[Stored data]
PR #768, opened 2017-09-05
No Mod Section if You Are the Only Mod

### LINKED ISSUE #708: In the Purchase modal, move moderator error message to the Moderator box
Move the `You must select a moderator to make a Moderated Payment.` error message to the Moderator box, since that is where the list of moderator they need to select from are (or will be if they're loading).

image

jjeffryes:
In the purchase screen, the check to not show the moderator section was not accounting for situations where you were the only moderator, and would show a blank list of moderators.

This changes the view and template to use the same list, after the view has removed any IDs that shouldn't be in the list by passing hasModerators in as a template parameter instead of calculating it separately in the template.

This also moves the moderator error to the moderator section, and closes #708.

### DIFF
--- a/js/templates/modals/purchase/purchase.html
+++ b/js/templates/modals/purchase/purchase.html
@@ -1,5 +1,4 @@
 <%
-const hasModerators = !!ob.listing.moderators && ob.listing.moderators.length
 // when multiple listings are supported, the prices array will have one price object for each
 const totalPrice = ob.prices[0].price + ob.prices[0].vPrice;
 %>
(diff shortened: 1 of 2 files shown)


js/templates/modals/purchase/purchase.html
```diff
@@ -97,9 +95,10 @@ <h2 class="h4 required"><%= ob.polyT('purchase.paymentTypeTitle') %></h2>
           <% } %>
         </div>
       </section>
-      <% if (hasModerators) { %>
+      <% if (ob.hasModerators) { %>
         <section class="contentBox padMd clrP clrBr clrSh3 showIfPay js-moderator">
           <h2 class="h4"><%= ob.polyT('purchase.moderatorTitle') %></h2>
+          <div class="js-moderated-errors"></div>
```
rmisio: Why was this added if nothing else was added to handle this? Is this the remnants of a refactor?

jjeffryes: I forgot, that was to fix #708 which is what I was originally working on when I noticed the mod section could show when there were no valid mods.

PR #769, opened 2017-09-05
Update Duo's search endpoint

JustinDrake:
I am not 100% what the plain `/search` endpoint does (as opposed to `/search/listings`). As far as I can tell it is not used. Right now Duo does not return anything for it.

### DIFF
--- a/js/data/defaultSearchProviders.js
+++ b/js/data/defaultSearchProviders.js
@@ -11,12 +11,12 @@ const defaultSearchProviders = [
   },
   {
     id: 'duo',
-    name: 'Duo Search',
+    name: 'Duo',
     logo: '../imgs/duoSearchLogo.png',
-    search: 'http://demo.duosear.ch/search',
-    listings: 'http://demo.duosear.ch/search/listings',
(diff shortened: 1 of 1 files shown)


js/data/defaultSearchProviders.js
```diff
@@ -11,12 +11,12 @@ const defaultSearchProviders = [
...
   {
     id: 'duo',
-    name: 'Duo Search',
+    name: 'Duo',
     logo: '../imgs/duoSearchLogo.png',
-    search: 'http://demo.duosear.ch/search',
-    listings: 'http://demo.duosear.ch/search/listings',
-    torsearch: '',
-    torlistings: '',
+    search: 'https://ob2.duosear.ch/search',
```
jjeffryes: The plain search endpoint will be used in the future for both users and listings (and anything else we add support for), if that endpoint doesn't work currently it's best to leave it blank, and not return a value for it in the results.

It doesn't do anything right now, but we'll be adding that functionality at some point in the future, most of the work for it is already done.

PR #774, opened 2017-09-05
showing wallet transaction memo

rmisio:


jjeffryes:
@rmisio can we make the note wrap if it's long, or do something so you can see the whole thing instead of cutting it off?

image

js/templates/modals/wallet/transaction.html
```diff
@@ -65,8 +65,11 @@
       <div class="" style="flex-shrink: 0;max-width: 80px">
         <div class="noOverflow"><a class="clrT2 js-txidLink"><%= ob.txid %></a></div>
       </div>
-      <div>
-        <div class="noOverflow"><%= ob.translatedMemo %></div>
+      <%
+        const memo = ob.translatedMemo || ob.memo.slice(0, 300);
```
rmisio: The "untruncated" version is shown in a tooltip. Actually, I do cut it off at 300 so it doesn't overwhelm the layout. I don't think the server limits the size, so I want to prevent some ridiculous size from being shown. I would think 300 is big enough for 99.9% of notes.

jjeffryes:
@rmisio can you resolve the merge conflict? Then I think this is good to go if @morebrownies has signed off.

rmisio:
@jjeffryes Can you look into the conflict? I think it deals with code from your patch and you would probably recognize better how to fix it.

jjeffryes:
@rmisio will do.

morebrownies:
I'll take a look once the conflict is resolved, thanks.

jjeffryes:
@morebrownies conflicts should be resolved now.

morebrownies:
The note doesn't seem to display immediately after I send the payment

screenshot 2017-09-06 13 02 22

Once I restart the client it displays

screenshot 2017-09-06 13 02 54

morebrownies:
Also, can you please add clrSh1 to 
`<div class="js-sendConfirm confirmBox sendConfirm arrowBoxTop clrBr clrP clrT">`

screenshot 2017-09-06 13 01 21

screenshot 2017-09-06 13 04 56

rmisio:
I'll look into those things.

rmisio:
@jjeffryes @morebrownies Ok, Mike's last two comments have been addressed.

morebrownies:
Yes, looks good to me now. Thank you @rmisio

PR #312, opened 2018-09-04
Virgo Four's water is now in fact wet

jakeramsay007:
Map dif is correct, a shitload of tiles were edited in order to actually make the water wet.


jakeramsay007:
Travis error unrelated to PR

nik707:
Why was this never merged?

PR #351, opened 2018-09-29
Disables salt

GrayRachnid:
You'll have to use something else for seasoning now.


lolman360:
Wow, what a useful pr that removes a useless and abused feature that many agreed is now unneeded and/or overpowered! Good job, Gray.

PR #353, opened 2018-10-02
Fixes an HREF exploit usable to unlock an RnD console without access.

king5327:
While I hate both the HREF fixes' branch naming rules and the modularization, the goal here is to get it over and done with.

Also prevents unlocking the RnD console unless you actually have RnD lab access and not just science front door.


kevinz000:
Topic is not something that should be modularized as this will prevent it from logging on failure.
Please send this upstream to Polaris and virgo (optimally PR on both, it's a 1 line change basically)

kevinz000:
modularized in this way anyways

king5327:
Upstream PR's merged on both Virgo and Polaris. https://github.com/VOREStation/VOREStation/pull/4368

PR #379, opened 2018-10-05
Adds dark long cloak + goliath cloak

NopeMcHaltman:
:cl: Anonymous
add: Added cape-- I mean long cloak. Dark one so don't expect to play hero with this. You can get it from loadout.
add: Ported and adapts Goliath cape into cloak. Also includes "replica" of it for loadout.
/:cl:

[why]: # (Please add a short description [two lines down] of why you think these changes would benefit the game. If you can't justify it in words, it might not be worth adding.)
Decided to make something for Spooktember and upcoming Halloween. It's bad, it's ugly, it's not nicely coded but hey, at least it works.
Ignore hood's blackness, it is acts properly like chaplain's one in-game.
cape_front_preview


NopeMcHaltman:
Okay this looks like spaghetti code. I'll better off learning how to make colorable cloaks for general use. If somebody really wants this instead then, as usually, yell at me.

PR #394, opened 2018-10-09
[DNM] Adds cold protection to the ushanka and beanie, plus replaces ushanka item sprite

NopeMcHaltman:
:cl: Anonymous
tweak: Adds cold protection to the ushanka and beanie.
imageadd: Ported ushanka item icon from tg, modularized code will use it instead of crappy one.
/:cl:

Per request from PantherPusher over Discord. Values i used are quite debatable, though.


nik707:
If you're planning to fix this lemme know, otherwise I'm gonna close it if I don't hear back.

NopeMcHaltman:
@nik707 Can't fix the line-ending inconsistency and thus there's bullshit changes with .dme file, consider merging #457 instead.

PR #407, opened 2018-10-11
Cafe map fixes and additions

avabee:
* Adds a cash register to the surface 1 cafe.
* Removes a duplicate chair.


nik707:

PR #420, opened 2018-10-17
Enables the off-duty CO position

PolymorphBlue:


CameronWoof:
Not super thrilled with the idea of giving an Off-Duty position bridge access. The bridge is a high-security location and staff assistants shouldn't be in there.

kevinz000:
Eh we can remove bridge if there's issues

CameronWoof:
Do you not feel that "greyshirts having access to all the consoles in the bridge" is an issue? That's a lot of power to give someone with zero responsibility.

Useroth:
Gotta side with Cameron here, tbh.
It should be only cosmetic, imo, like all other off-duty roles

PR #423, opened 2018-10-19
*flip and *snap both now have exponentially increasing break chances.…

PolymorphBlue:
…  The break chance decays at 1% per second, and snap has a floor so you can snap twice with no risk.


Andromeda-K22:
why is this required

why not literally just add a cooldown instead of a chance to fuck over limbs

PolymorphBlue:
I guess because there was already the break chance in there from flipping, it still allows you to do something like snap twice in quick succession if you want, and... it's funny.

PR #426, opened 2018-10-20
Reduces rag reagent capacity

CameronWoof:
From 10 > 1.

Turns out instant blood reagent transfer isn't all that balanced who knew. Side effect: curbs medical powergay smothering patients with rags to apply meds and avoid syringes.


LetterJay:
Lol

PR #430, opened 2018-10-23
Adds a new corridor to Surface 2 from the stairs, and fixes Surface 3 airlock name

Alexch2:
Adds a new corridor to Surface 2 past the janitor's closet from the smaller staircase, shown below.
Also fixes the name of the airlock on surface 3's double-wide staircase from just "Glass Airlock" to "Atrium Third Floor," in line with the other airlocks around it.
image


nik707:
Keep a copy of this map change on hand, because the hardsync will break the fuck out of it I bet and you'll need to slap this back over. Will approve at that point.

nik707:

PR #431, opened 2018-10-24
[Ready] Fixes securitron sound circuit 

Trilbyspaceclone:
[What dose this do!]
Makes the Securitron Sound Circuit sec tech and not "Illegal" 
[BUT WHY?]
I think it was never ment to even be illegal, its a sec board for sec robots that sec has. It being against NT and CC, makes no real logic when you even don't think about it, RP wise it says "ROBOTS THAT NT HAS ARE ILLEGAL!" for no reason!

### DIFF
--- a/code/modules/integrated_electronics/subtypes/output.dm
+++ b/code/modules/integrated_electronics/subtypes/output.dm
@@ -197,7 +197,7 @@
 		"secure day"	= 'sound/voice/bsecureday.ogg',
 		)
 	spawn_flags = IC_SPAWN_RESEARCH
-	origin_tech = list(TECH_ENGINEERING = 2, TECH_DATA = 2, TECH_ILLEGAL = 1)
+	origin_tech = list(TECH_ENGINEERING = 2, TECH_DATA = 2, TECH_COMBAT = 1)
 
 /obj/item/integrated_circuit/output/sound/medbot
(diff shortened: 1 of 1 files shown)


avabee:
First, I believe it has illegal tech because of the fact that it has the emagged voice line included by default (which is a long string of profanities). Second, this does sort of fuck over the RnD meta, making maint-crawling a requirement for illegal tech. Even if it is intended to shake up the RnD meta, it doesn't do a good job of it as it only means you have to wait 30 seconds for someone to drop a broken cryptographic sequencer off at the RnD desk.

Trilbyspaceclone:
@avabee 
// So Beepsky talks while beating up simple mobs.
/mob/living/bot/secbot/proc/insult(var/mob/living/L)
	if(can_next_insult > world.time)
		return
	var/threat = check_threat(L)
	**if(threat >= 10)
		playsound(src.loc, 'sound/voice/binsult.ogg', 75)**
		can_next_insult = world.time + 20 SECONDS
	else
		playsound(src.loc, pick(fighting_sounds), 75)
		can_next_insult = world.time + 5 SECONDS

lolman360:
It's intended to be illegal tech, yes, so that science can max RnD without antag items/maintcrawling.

> _What is being asked_:
For each line in the data that contains the string "without", give a copy of that line.

> _Completed exercise_:
Fixes an HREF exploit usable to unlock an RnD console without access.
It's intended to be illegal tech, yes, so that science can max RnD without antag items/maintcrawling.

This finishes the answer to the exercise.